Tuż przed północą ulicą Grabówki pod Białymstokiem spacerowała 19-letnia dziewczyna. Na jej drodze niespodziewanie stanęła grupa młodzieży. Najbardziej agresywna była 16 - letnia dziewczyna, króra popchnęła idącą i przewróciła ją na chodnik.

Chwilę później dołączyła do niej druga. Razem zaczęły kopać i ciągać swoją ofiarę za włosy. Gdy z kieszeni kurtki pobitej wypadł aparat fotograficzny jedna z napastniczek go zabrała.W pewnym momencie 19-latce udało się wstać i uciec. Zadzwoniła z komórki do rodziców, którzy wybiegli z mieszkania.

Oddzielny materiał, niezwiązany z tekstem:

PR #10290, opened 2026-05-11
Captive Portal: adjust redirection for modern portal support

swhite2:
**Important notices**

- Model used:
- Extent of AI involvement:

---

**Describe the problem**

Currently, the pf rules managing portal access force redirection for unauthenticated clients. There are however two issues related to the modern portal support documented here: https://docs.opnsense.org/manual/captiveportal.html#modern-portal-support, and only specifically when the administrator has set `https://<firewall_fqdn>/api/captiveportal/access/api`.

1. Clients connecting to `https://<firewall_fqdn>/api/captiveportal/access/api` will set the `Host` header to <firewall_fqdn>. If this doesn't contain `8000 + zoneid` as a manual header, the redirect rule still applies and the client gets a portal login page instead of a response to the `api` endpoint. This can be solved by exluding the redirect match in the lighttpd config:

```
$HTTP["url"] !~ "^/api/captiveportal/access/api$"
```

Which means that redirection for requests going to `/api/captiveportal/access/api` *exactly* must always be skipped, so that the request can be properly proxied as configured further down in the lighttpd configuration.

2. Once a client becomes authenticated, no HTTP(S) requests to the firewall are redirected anymore, meaning the client cannot access `/api/captiveportal/access/api`, as it's now sent to the normal OPNsense WebGUI. It will receive a response, but the endpoint cannot determine `zoneid`, nor `host`, since the request wasn't proxied. This response is therefore invalid.

---

Possible solutions:

1. Restricting all authenticated clients to the proxy as well, which is what this PR proposes (but only for discussion purposes). This means no client in a portal network can access the normal GUI anymore.
2. Create a special clause in the OPNsense WebGUI, redirecting requests to `/api/captiveportal/access/api` to localhost.
3. Do nothing and instead document that administrators should always specify the `8000 + zoneid` port. This has the drawback that it could break existing setups, though it is unlikely this would have worked *after* authentication to begin with.

---

**Related issue**

### DIFF
--- a/src/etc/inc/plugins.inc.d/captiveportal.inc
+++ b/src/etc/inc/plugins.inc.d/captiveportal.inc
@@ -156,44 +156,6 @@ function captiveportal_firewall($fw)
                         ]
                     );
 
-                    // Restrict authenticated clients to proxy only (IPv4)
-                    $fw->registerForwardRule(
-                        2,
-                        [
-                            'interface' => $intf,
-                            'nordr' => false,
-                            'ipprotocol' => 'inet',
-                            'protocol' => 'tcp',
-                            'from' => "<__captiveportal_zone_{$zoneid}>",
-                            'to' => '(self)',
-                            'to_port' => $to_port,
-                            'target' => '127.0.0.1',
-                            'localport' => $rdr_port,
-                            'natreflection' => 'disable',
-                            'descr' => "Redirect to Captive Portal (zone {$zoneid})",
-                            '#ref' => "ui/captiveportal#edit={$uuid}"
-                        ]
-                    );
-
-                    // Restrict authenticated clients to proxy only (IPv6)
-                    $fw->registerForwardRule(
-                        2,
-                        [
-                            'interface' => $intf,
-                            'nordr' => false,
-                            'ipprotocol' => 'inet6',
-                            'protocol' => 'tcp',
-                            'from' => "<__captiveportal_zone_{$zoneid}>",
-                            'to' => '(self)',
-                            'to_port' => $to_port,
-                            'target' => $intf . 'ip',
-                            'localport' => $rdr_port,
-                            'natreflection' => 'disable',
-                            'descr' => "Redirect to Captive Portal (zone {$zoneid})",
-                            '#ref' => "ui/captiveportal#edit={$uuid}"
-                        ]
-                    );
-
                     $fw->registerFilterRule(
                         2,
                         [
--- a/src/etc/inc/plugins.inc.d/captiveportal.inc
+++ b/src/etc/inc/plugins.inc.d/captiveportal.inc
@@ -107,51 +107,92 @@ function captiveportal_firewall($fw)
                     ]
                 );
 
-                // forward to localhost if not authenticated (IPv4)
-                $fw->registerForwardRule(
-                    2,
-                    [
-                        'interface' => $intf,
-                        'nordr' => false,
-                        'ipprotocol' => 'inet',
-                        'protocol' => 'tcp',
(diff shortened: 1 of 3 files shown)


src/opnsense/service/templates/OPNsense/Captiveportal/lighttpd-zone.conf
```diff
@@ -85,16 +85,20 @@ server.port              = {{ cp_zone_item.zoneid|int + 8000  }}
 url.redirect-code        = 302
 
 $HTTP["host"] !~ "(.*{{ cp_zone_item.redirect_host_match }}.*)" {
-	$HTTP["host"] =~ "([^:/]+)" {
-		url.redirect = ( "^(.*)$" => "{{ cp_zone_item.redirect_host }}?redirurl=%1$1")
-	}
+    $HTTP["url"] !~ "^/api/captiveportal/access/api$" {
```
AdSchellevis:
```suggestion
    $HTTP["url"] !~ "^/api/captiveportal/access" {
```

I think we can simply align this with `proxy.server = ....` as we want to prevent these from entering our default redirect.

src/opnsense/service/templates/OPNsense/Captiveportal/lighttpd-zone.conf
```diff
@@ -85,16 +85,20 @@ server.port              = {{ cp_zone_item.zoneid|int + 8000  }}
...
+    }
 }
 
 $SERVER["socket"] == "[::]:{{ cp_zone_item.zoneid|int + 8000 }}" {
-	$HTTP["host"] !~ "(.*{{cp_zone_item.redirect_host_match}}.*)" {
-		$HTTP["host"] =~ "(\[[^\]]+\]|[^:/]+)" {
-			url.redirect = ( "^(.*)$" => "{{cp_zone_item.redirect_host}}?redirurl=%1$1")
-		}
+    $HTTP["url"] !~ "^/api/captiveportal/access/api$" {
+        $HTTP["host"] !~ "(.*{{cp_zone_item.redirect_host_match}}.*)" {
```
AdSchellevis, line 97: same here

src/etc/inc/plugins.inc.d/captiveportal.inc
```diff
@@ -107,52 +107,93 @@ function captiveportal_firewall($fw)
...
+                            'to_port' => $to_port,
+                            'target' => $intf . 'ip',
+                            'localport' => $rdr_port,
+                            'natreflection' => 'disable',
+                            'descr' => "Redirect to Captive Portal (zone {$zoneid})",
+                            '#ref' => "ui/captiveportal#edit={$uuid}"
+                        ]
+                    );
+
+                    // Restrict authenticated clients to proxy only (IPv4)
```
AdSchellevis: let's leave this out and document behavior for authenticated clients.

src/etc/inc/plugins.inc.d/captiveportal.inc
```diff
@@ -107,52 +107,93 @@ function captiveportal_firewall($fw)
...
+                            'target' => '127.0.0.1',
+                            'localport' => $rdr_port,
+                            'natreflection' => 'disable',
+                            'descr' => "Redirect to Captive Portal (zone {$zoneid})",
+                            '#ref' => "ui/captiveportal#edit={$uuid}"
+                        ]
+                    );
+
+                    // Restrict authenticated clients to proxy only (IPv6)
+                    $fw->registerForwardRule(
```
AdSchellevis: same

AdSchellevis (changes requested):

swhite2:
Docs staged in https://github.com/opnsense/docs/pull/876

Ojciec widząc podrapaną twarz córki chciał ustalić co stało się. Podszedł do 22-letniego sąsiada, który uderzył go pięścią w twarz. Drugi z mężczyzn wyrywał z płotu drewniane sztachety i rzucał nimi w 54-latka. Przyłączyły się do nich dwie nastolatki, które wcześniej biły dziewczynę.

Policjanci, których przez komórkę wezwała pobita dziewczyna, zatrzymali 5 osób. 18-letni mężczyzna i o cztery lata starszy brat trafili do policyjnego aresztu. Wszyscy mieli po 1,5 promila alkoholu. 16-letnie białostoczanki i ich rówieśnik trafili do izby wytrzeźwień. Najstarszy z grupy zatrzymanych oprócz pobicia odpowie też za uszkodzenie radiowozu.